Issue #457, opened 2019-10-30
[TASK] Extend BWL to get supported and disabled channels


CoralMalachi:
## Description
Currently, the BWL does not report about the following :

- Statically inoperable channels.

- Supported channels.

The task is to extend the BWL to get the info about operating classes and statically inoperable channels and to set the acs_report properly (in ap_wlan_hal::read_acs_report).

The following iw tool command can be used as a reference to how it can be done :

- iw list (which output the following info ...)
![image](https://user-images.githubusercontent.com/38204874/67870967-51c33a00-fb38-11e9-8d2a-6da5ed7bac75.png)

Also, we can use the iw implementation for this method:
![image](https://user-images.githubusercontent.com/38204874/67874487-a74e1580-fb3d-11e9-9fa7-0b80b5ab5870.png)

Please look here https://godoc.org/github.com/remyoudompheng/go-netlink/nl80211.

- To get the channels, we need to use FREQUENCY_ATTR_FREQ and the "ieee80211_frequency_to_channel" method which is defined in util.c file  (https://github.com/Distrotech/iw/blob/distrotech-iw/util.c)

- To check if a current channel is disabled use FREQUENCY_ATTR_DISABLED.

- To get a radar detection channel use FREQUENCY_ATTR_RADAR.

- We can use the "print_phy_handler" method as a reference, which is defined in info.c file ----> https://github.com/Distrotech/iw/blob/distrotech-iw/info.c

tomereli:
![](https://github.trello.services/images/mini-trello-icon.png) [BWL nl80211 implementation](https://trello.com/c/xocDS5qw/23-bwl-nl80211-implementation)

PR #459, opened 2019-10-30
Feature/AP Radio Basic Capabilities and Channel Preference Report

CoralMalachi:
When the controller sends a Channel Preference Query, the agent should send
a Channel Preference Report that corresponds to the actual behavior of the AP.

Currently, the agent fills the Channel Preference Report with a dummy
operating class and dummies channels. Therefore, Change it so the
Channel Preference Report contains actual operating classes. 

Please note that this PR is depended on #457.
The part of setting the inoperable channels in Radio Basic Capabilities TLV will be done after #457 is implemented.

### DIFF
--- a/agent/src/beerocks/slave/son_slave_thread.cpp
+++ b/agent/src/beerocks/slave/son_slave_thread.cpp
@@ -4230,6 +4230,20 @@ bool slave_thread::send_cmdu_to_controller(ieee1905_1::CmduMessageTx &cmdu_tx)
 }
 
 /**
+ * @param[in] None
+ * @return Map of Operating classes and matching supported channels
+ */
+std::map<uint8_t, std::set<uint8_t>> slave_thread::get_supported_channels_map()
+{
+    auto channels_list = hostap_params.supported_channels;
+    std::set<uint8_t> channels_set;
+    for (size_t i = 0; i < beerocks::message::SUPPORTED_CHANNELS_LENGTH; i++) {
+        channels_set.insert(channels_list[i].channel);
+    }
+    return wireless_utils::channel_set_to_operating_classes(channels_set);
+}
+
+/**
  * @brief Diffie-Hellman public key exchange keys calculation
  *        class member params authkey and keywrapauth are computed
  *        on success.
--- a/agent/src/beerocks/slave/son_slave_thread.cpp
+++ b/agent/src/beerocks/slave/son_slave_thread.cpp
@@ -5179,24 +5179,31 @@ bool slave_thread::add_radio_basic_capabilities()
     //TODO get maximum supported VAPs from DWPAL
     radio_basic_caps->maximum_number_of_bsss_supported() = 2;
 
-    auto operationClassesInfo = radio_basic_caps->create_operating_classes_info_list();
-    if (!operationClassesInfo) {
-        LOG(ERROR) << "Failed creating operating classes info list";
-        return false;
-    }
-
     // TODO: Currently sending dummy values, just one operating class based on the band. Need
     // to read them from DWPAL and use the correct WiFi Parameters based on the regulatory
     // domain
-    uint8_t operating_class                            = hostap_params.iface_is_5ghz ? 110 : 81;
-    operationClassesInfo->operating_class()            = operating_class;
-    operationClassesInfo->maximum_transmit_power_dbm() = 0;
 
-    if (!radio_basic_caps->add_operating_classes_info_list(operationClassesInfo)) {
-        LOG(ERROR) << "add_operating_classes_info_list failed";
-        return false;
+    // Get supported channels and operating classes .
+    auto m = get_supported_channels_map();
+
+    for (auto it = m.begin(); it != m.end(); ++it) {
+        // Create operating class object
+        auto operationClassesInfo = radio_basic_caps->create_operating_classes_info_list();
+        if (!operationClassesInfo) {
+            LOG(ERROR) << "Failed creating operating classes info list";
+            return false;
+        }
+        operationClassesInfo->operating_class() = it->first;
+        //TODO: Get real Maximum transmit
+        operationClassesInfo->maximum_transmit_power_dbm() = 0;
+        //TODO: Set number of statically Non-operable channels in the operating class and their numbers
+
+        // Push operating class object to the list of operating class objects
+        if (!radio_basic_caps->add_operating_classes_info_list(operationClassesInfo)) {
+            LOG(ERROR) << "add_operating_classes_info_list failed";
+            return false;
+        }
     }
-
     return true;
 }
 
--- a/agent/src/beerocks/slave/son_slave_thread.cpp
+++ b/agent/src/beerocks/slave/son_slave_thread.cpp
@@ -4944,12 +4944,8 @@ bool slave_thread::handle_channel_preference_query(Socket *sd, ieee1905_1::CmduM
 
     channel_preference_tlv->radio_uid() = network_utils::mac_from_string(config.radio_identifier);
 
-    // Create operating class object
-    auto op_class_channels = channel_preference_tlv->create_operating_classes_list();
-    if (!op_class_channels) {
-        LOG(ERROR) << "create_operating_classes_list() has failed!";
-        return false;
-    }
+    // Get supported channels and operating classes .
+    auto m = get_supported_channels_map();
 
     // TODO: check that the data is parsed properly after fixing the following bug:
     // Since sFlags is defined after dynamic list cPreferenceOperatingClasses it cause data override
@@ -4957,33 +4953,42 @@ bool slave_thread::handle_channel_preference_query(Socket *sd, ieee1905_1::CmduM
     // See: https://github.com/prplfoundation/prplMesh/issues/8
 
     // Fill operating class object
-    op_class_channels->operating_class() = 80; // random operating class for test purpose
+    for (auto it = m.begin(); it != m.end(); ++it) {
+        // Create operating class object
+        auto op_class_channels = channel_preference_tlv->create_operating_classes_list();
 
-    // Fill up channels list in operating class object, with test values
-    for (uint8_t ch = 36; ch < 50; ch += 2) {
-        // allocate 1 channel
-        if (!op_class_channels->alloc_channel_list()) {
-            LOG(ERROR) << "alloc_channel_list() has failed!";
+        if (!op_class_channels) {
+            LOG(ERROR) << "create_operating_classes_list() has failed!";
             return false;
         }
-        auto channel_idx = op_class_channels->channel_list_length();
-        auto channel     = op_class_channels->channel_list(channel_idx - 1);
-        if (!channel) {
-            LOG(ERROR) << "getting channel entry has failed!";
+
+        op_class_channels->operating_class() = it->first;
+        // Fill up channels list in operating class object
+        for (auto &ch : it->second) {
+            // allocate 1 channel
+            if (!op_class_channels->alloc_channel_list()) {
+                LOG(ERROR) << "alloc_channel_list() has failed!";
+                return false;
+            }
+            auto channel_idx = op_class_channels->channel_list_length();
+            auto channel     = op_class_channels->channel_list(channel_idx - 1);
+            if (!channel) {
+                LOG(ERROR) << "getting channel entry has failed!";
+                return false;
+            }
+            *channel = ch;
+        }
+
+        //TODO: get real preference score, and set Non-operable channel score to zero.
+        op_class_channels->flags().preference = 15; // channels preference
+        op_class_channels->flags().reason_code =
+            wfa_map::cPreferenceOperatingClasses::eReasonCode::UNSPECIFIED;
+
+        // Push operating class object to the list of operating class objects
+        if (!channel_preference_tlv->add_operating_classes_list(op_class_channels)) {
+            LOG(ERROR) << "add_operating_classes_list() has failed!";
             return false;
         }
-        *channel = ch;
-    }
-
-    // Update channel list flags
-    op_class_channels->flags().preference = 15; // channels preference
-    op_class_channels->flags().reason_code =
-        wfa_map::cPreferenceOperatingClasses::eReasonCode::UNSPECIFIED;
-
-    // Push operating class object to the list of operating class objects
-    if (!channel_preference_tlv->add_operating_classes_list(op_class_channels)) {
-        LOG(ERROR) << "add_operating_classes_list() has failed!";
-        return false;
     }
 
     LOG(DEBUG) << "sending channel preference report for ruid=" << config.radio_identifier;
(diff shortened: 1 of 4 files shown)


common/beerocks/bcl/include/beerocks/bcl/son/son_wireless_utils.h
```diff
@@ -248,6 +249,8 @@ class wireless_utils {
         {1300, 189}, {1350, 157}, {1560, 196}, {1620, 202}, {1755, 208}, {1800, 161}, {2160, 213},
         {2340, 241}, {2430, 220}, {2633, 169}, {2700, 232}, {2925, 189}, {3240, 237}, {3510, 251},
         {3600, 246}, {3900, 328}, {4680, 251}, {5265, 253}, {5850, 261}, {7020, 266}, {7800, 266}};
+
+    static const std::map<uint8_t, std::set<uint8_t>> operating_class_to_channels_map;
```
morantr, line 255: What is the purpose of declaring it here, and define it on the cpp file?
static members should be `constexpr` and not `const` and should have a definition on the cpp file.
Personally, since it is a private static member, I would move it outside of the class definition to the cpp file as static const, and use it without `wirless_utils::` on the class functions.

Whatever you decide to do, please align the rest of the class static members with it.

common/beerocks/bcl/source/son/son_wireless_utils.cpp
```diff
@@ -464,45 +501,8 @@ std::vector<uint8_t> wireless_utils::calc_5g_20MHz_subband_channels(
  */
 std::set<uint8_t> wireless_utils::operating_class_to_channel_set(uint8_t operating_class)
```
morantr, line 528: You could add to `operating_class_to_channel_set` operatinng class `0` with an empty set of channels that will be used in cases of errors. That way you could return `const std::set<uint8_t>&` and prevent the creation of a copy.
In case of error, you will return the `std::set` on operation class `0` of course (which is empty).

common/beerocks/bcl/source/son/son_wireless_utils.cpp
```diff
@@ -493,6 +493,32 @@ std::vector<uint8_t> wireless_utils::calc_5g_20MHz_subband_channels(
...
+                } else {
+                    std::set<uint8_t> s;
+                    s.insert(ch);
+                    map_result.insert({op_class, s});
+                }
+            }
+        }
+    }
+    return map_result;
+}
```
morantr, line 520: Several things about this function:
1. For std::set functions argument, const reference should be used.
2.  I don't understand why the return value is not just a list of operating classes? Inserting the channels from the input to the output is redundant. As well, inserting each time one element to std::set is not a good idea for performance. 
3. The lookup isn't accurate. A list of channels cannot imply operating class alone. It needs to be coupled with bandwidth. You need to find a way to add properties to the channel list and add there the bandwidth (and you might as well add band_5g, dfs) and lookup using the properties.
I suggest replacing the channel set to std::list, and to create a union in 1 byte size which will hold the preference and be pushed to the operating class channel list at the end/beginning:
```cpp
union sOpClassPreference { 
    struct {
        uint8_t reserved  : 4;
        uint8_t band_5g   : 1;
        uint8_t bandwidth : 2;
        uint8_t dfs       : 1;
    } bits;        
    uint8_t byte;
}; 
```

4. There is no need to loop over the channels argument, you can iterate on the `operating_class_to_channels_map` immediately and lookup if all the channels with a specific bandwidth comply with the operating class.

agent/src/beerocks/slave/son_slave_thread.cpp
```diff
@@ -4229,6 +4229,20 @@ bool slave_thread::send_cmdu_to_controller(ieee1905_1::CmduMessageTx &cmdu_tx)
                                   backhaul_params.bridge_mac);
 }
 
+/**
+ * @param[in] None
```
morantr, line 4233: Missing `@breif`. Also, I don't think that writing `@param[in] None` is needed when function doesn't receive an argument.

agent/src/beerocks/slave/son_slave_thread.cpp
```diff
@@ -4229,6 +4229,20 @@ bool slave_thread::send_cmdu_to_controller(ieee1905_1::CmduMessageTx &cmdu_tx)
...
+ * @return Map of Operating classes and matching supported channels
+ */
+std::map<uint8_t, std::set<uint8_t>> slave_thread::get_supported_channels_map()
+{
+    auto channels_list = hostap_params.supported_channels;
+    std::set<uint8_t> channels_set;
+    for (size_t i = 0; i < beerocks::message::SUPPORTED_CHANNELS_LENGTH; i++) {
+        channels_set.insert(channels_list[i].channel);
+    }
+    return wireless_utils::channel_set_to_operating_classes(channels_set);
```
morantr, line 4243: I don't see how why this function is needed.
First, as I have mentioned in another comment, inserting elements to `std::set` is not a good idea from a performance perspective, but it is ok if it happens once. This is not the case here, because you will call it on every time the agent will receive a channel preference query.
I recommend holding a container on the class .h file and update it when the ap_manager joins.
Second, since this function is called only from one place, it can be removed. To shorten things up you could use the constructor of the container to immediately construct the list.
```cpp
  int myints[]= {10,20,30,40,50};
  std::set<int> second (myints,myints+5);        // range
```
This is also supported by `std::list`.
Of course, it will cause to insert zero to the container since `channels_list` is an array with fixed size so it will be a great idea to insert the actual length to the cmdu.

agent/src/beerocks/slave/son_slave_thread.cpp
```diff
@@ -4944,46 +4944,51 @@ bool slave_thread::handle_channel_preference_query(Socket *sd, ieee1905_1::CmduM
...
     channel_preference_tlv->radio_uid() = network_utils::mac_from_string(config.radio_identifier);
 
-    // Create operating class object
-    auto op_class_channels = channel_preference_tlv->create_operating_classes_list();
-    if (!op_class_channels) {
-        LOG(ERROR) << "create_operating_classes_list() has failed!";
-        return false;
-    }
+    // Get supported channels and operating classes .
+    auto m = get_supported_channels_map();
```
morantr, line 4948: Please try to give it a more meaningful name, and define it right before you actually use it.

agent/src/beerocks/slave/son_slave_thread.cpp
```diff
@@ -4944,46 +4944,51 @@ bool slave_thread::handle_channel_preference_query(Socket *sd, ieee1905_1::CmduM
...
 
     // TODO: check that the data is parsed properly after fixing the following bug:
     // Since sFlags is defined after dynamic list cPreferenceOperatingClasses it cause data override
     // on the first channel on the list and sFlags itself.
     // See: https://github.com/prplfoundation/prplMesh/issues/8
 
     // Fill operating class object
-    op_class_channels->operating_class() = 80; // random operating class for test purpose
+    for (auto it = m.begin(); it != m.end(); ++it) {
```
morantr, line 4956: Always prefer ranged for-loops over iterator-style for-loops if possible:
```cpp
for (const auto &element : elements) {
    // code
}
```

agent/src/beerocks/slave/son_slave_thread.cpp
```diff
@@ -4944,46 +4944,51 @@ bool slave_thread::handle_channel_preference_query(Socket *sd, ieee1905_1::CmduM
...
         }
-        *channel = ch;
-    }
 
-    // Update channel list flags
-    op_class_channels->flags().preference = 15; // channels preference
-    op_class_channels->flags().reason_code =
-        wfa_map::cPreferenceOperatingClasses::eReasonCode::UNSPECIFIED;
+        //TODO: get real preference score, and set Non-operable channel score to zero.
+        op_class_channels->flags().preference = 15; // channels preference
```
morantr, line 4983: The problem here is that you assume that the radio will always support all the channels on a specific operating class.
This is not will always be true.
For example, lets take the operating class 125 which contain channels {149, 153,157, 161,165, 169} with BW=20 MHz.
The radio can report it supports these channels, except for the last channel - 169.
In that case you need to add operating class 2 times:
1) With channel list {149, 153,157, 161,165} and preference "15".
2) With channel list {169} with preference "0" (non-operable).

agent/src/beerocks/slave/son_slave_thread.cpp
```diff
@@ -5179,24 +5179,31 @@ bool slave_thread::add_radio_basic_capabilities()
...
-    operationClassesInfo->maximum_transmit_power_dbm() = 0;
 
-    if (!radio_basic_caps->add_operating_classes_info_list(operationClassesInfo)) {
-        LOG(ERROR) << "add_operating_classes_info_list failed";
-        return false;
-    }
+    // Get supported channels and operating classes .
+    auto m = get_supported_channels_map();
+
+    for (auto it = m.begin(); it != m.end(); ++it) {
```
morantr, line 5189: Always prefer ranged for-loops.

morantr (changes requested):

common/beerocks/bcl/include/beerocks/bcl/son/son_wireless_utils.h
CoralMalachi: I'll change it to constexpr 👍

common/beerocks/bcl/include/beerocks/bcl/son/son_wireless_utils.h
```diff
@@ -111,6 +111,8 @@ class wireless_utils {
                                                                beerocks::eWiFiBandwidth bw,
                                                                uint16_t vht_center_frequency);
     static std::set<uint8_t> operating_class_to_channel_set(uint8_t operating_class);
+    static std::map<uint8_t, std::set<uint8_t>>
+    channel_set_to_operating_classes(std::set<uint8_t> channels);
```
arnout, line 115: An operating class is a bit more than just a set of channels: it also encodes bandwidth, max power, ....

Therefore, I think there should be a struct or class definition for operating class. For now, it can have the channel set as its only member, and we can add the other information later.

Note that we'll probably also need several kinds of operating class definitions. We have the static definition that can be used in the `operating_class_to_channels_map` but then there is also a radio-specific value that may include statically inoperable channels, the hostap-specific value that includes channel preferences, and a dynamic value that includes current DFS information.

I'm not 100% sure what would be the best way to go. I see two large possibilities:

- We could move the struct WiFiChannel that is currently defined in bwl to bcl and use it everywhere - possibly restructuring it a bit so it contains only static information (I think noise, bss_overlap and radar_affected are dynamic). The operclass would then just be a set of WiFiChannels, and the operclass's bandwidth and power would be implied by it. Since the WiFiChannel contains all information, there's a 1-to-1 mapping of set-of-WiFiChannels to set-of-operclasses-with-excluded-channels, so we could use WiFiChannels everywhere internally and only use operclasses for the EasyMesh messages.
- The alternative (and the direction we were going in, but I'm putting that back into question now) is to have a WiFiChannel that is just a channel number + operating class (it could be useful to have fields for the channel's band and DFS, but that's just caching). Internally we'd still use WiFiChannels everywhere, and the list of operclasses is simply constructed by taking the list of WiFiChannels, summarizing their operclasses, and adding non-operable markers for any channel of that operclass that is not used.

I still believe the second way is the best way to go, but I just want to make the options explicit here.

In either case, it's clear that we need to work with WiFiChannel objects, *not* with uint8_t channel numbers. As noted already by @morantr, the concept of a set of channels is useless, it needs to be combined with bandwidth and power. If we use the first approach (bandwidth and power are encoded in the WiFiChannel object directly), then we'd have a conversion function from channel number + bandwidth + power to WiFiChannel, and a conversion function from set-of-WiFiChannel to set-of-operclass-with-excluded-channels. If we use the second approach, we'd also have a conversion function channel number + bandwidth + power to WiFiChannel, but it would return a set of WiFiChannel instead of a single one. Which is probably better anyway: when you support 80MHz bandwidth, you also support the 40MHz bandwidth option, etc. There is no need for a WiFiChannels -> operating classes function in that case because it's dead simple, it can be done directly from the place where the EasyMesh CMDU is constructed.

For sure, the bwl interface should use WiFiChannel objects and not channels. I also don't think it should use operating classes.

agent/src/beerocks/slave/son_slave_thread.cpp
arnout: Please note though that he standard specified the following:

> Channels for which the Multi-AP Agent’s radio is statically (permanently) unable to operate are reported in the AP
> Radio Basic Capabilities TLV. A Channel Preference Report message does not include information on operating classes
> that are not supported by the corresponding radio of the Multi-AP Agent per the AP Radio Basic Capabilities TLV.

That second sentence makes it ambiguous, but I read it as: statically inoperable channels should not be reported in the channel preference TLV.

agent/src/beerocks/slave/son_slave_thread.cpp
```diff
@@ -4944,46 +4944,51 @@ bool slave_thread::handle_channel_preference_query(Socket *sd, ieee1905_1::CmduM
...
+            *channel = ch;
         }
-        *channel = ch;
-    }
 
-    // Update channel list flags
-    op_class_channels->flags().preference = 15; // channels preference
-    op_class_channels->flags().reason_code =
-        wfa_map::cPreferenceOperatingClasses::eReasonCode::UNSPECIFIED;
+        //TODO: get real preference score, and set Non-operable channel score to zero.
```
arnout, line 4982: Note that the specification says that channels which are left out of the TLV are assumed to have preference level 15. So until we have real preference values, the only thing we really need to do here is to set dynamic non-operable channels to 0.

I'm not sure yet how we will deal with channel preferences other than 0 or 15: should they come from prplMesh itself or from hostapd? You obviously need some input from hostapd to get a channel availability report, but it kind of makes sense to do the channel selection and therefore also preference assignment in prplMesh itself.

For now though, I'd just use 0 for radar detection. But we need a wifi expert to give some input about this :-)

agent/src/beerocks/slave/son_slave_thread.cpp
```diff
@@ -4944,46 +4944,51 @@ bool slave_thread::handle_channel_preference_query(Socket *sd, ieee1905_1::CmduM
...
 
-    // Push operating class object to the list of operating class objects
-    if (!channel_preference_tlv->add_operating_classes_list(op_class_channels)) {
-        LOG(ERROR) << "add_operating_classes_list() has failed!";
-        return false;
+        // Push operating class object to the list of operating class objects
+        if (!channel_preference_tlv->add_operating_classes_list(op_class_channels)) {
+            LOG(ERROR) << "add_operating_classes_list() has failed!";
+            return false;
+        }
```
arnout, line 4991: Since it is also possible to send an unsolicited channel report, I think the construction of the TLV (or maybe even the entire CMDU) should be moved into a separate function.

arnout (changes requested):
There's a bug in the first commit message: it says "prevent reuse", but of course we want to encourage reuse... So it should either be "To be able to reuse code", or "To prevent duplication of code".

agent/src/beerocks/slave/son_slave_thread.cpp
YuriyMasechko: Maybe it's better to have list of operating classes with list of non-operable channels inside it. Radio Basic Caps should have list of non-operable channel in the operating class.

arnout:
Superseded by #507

════════

• _Task description_: Reproduce every line in the records above that contains the word "opened".

• _The answer_:
Issue #457, opened 2019-10-30
PR #459, opened 2019-10-30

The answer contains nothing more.